Post-Tonal Analysis: Students should understand major trends in compositional technique during the twentieth century (listed below). They should also be able to read through the score of a post-tonal work well enough to understand its organization in
terms of pitch, rhythm, and form, as well as any developmental processes (e.g., motivic, conceptual).

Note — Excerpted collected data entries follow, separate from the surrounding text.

PR #2310, opened 2017-07-08
Mkirk/trickle ice 2

michaelkirk:
Based on #2305 and #2309 

Feel free to review those first.

But all the changes are in a single commit: https://github.com/WhisperSystems/Signal-iOS/commit/b4700226076d9a7ae8356d436a0bea665f28fbe3

If you're feeling bold.

PTAL @charlesmchen

### DIFF
--- a/Signal/src/call/CallService.swift
+++ b/Signal/src/call/CallService.swift
@@ -157,19 +157,14 @@ protocol CallServiceObserver: class {
         }
     }
 
-    /**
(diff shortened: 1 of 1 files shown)


charlesmchen:
LGTM  I'm wondering how we can improve the "regression" section of our test plan to be more rigorous about calls until we're more confident that we're bug-free.

PR #2313, opened 2017-07-10
Add owsFail free function for swift.

charlesmchen:
PTAL @michaelkirk


Signal/src/util/OWSAsserts.swift
```diff
@@ -0,0 +1,9 @@
+//
+//  Copyright (c) 2017 Open Whisper Systems. All rights reserved.
+//
+
+func owsFail(_ message: String) {
+    Logger.error(message)
+    Logger.flush()
+    owsFail(message)
```
michaelkirk: search and replace fail. =P

PR #2316, opened 2017-07-11
fix tests

michaelkirk:
### Fix build failures

- Update old method signatures

### Fix failing test

- Use known interaction type for message bubble tests

### Disable singleton asserts in tests

- Introduce new build configuration ("Test") for Signal.xcproject based on Debug, which defines the SSK_BUILD_FOR_TESTS preprocessor definition.
- Use that new build configuration when building tests.
- define the SSK_BUILD_FOR_TESTS for the SSK when using the Test configuration.

Standard disclaimer on introducing a new build configuration - any time we make a change to our Debug configuration, we'll probably want to duplicate that change to the Test configuration.

### update CI / use fastlane

- get on xcode 8.3
- run tests with fastlane scan, which I find to be more concise and legible than native xctest and easier to keep build scripts up to date (e.g. picking which device to run on).

PTAL @charlesmchen


michaelkirk:
merged in https://github.com/WhisperSystems/Signal-iOS/commit/195f124afe4a83df38fb7da3214df2167d7b900e

PR #2317, opened 2017-07-11
Partial revert of: Send ICE updates immediately - 2dcfb4e3b8b07bb2b54…

michaelkirk:
Partial revert of: Send ICE updates immediately - 2dcfb4e3b8b07bb2b5419cad6fa324e5e585c3da

That commit made it more likely that the remote client will receive an
ICE update **before** the call offer. That commit also made clients robust to receiving them, but none of the clients in the wild have that robustness fix.

We want to ship the robustness fix (waitForPeerConnection in
handleRemoteAddedIceCandidate) before we have the caller start sending
ICE updates immediately. 

In a future release, when we're ready to have the caller ship ICE updates immediately, we can simply revert this commit.

PTAL @charlesmchen

### DIFF
--- a/Signal/src/call/CallService.swift
+++ b/Signal/src/call/CallService.swift
@@ -160,6 +160,17 @@ protocol CallServiceObserver: class {
     // Used to coordinate promises across delegate methods
     private var fulfillCallConnectedPromise: (() -> Void)?
 
+    /**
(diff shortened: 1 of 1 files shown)


michaelkirk:
Going to make one more change. Closing this for now.

PR #2318, opened 2017-07-11
call connectivity fixes

michaelkirk:
replaces https://github.com/WhisperSystems/Signal-iOS/pull/2317

Make sure we don't send ICE updates until *after* sending the session description (call offer / call answer).

PTAL @charlesmchen

### DIFF
--- a/Signal/src/call/CallService.swift
+++ b/Signal/src/call/CallService.swift
@@ -160,6 +160,17 @@ protocol CallServiceObserver: class {
     // Used to coordinate promises across delegate methods
     private var fulfillCallConnectedPromise: (() -> Void)?
 
+    /**
+     * In the process of establishing a connection between the clients (ICE process) we must exchange ICE updates.
+     * Because this happens via Signal Service it's possible the callee user has not accepted any change in the caller's 
+     * identity. In which case *each* ICE update would cause an "identity change" warning on the callee's device. Since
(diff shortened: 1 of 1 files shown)


Signal/src/call/CallService.swift
```diff
@@ -304,6 +324,10 @@ protocol CallServiceObserver: class {
                 throw CallError.obsoleteCall(description:"obsolete call in \(#function)")
             }
 
+            // For outgoing calls, wait until call offer is sent before we send any ICE updates, to ensure message ordering for
+            // clients that don't support receiving ICE updates before receiving the call offer.
+            self.readyToSendIceUpdates(call: call)
+
```
michaelkirk: This is partially redundant with the re-introduced "wait for CallAnswer before sending Ice updates" but we'll want to keep this part of the solution in place even when we get rid of the "wait for CallAnswer" behavior to ensure message ordering.

Signal/src/call/CallService.swift
```diff
@@ -260,6 +277,9 @@ protocol CallServiceObserver: class {
 
         self.call = call
 
+        sendIceUpdatesImmediately = false
+        pendingIceUpdateMessages = []
```
michaelkirk: These were re-introduced to maintain compatibility with legacy clients.

michaelkirk:
in https://github.com/WhisperSystems/Signal-iOS/commit/55ddce79bf54de963733eed568a34f0a89f53faf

Consider the following techniques and materials
Pandiatonicism, Modality (including modes of the diatonic collection, as well as the acoustic collection*), Polytonality, Polyharmony, Referential Collections (e.g., whole tone, octatonic, hexatonic), Centricity and Symmetry, Set Theory (including Tn and TnI relationships); 12-tone music and Total (a.k.a. ‘Integral’), Serialism, Minimalism
Recommended texts for study Kostka, Stefan. Materials and Techniques of Twentieth-Century Music. Lester, Joel. Analytical Approaches to Twentieth-Century Music. Roig-Francoli, Miguel A. Understanding Post-Tonal Music. Straus, Joseph N. Introduction to Post-Tonal Theory.
* The acoustic collection is an increasingly common term that—in its ‘pure’ un-‐rotated form—refers to the fourth mode of the ascending melodic minor scale (think “Lydian with a lowered ^7). Composers of Eastern Europe (Bartók, Janáček, Martinů) frequently used modes from this collection.